Alan steps further onto the bridge, looking out at the sun. “The same way I always have.”
“So you don’t need to see the object you…” Hallet places a finger to his head then points it forward.
Alan shakes his head.
“That will come in handy if the need arises.”
“You say that like it’s not part of your plan.”
Hallet ignores the comment and walks to Alan to stand next to him, looking out at the sun. “You’ll learn to love the view.”
Alan turns to him and glares.
Hallet meets his gaze. “Try to be excited about it. Think of where you’ve come from. Then think of where you’re going. After all. This is the place to be.”
“I have thought of where I’ve come from. I’ve thought about it every day. Now that I’m here, things are going to change. You’re going to—”
“Grow up,” Hallet says. The interruption surprises Alan. “Take a re-vote? Give you control of the ship? For what? No matter where you go, y
ou’re still on the Grand Marshall. Be grateful for that because it sure beats being down there.” Hallet points to the Earth, raising his voice. “You wouldn’t last one second on that dead planet.”
Alan let’s the words sink in. He knows that Hallet is right. Even cramped in the lower deck, at least he’s still alive.

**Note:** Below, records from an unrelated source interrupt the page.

PR #1194, opened 2024-01-17
Pub 2089 - Align JOH functionality

NatashaAlker:
### JIRA link

https://tools.hmcts.net/jira/browse/PUB-2089

### Change description

Update style guides of impacted lists to align the way judiciary is displayed

```
[ ] Yes
[X] No
```


src/main/service/listParseHelperService.ts
```diff
@@ -189,23 +189,28 @@ export class ListParseHelperService {
      */
     public findAndManipulateJudiciary(session: object): string {
         let judiciaries = '';
```
KianKwa, line 191: Just like the comment in channel-management. The logic can be simplified so we do not need to keep checking for non-empty string, add delimiter then trim it off later. You could do something like below:

```
let presidingJudiciary = '';
const judiciaries = [];
session['judiciary']?.forEach(judiciary => {
    if (judiciary?.isPresiding === true) {
        presidingJudiciary = ListParseHelperService.writeStringIfValid(judiciary?.johKnownAs);
    } else {
        judiciaries.push(ListParseHelperService.writeStringIfValid(judiciary?.johKnownAs));
    }
});
return [presidingJudiciary, ...judiciaries].filter(j =>  j.trim().length > 0).join(', ');
```

src/main/service/listParseHelperService.ts
```diff
@@ -188,24 +188,28 @@ export class ListParseHelperService {
...
-            if (judiciary?.isPresiding === true) {
-                judiciaries = ListParseHelperService.writeStringIfValid(judiciary?.johKnownAs);
-                foundPresiding = true;
-            } else if (!foundPresiding) {
-                if (ListParseHelperService.writeStringIfValid(judiciary?.johKnownAs) !== '') {
-                    judiciaries += ListParseHelperService.writeStringIfValid(judiciary?.johKnownAs) + ', ';
-                }
-            }
+            const name = ListParseHelperService.writeStringIfValid(judiciary?.johKnownAs);
+            judiciary?.isPresiding === true ? judiciaries.unshift(name) : judiciaries.push(name);
```
KianKwa, line 194: You are within the loop for each judiciary, so this judiciary definitely exists, so you can remove the ? operator after the judiciary in this line and the line above. Same with the crime method below.

src/main/service/listParseHelperService.ts
```diff
@@ -188,24 +188,28 @@ export class ListParseHelperService {
...
+     * Manipulate crime list judiciary data for writing out to screen.
+     * @param session
+     */
+    public findAndManipulateJudiciaryForCrime(session: object): string {
+        const judiciaries = [];
+        session['judiciary']?.forEach(judiciary => {
+            const name =
+                ListParseHelperService.writeStringIfValid(judiciary?.johTitle) +
+                ' ' +
+                ListParseHelperService.writeStringIfValid(judiciary?.johNameSurname);
```
KianKwa, line 209: The title could be blank and you don't want to add that extra space in that case. Better to do it like below when one of the fields is blank, it is not adding the space character:

const title = ListParseHelperService.writeStringIfValid(judiciary.johTitle);
const surname = ListParseHelperService.writeStringIfValid(judiciary.johNameSurname);
[title, surname].filter(j => j.length > 0).join(' ');

KianKwa (approved):

ChrisS1512 (approved):

PR #1197, opened 2024-01-26
PUB-2291- Updated OPA Public and Press Lists

MindGames2015:

-   [x] commit messages are meaningful and follow good commit message guidelines
-   [ ] README and other documentation has been updated / added (if needed)
-   [X] tests have been updated / new tests has been added (if needed)

### JIRA link

https://tools.hmcts.net/jira/browse/PUB-2291

### Change description

```
[ ] Yes
[X] No
```


src/main/service/listManipulation/OpaPublicListService.ts
```diff
@@ -5,22 +5,25 @@ import { OpaPressListService } from './OpaPressListService';
...
                         sitting.hearing.forEach(hearing => {
-                            const allDefendants = this.processPartyRoles(hearing);
-                            allDefendants.forEach(defendant => {
-                                hearing.case.forEach(hearingCase => {
-                                    const caseDetails = this.buildCaseDetails(hearingCase);
-                                    rows.push({
-                                        ...caseDetails,
-                                        ...defendant,
+                            hearing.case.forEach(hearingCase => {
+                                if (hearingCase['party']) {
```
KianKwa, line 17: Do not need the if statement here. Within the method processPartyRoles(), it is using "hearingCase.party?.forEach(...)". The question mark after the party is already checking whether party exist or not

src/test/unit/mocks/opaPublicList.json
```diff
@@ -44,114 +140,210 @@
                                                     },
                                                     {
                                                         "caseUrn": "URN5678",
+                                                        "party": [
```
KianKwa, line 143: This block of party information is identical to the previous block in the same case. The previous case already tested multiple defendants, you probably just need one defendant here rather than repeating the same test case.

src/main/service/listManipulation/OpaPublicListService.ts
MindGames2015: Removed if statement. Thanks Kian

KianKwa (dismissed):

src/main/service/listManipulation/OpaPressListService.ts
```diff
@@ -13,32 +13,33 @@ export class OpaPressListService {
...
-                                    const row = { ...caseInfo, ...defendant };
-                                    rows.push(row);
+                            hearing.case.forEach(hearingCase => {
+                                const defendantInfo = this.processPartyRoles(hearingCase);
+
+                                // Each case can have multiple defendants. They will be shown as separate entry on the list
+                                // as each can have its own plea date
+                                defendantInfo.forEach(defendant => {
+                                    const rows = [];
+                                    hearing.case.forEach(hearingCase => {
```
ChrisS1512, line 23: Found a bug here during testing. It seems to be duplicating parties, and I believe this is down to this line.

At line 16, it is looping through each case, therefore line 23 is no longer needed as it is looping through the cases a second time. This is then causing a cartesian product multiplication, where parties and cases are multiplied together.

A similar thing appears to be happening in channel management too, however I have not dug into the exact reason why (I imaging similar as it is causing a similar result)

ChrisS1512 (changes requested):

src/main/service/listManipulation/OpaPressListService.ts
MindGames2015: Modified OpaPressListService.ts, and ran OpaPressListService.ts test, which was successful.

PR #786, opened 2021-12-06
fix to VT quotas management

mlodic:


mlodic:
merging because error is related to another analyzer

eshaan7:
> merging because error is related to another analyzer

yeah im fixing it.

“I’m sorry for raising my voice,” Hallet starts. “I’m not terribly used to conversation anymore. I spend, nearly every waking moment, alone. I know that you think being captain means I have all of my needs met. But there’s more to life than eating and breathing. I have five books and I’ve read them all. Sure the view is spectacular but there are days when it grows stale. Down below, you, at least, have people you can turn to. Ideas you can share. Stories you can tell. We’re the same, Alan. Both inside and out. The only difference is our surroundings. You in your population. I in my solitude.”
“It’s not the same, at all. You can’t compare the lower deck with anything above it. Anyone from the lower deck would trade places with you in a second.”
Hallet taps a button on the floor with his foot. “It’s lucky, then, that it’s you who gets to do that very thing.” A control console rises from the floor. On it is a screen and two levers. “I was going to wait but now that more of the ship’s population has been reduced, thanks to your small uprising, I think that now is a good time. It’s just age. I’m tired of being tired. Children’s genes don’t assimilate for very long. That was always a bandage, anyway.” He pushes up both levers, opening two circular holes in the bridge floor. From the openings rise two chairs. Both of them have some kind of horizontal ring where a person might put their head. A cable runs from the back of one chair to the floor.
“What are those?” Alan asks.
“These are, I believe it was Takeda who said, ‘your destiny’.”
CHAPTER NINETEEN
One by one, revelers cross the walkway above the moving cogs. Aja keeps them all from crossing over. She swings the axe, wildly. The strikes don’t just drop her new assailants, they knock them into the moving parts. The wheels and cogs of the ship’s engines make quick work of those that do fall in. It’s a grisly site.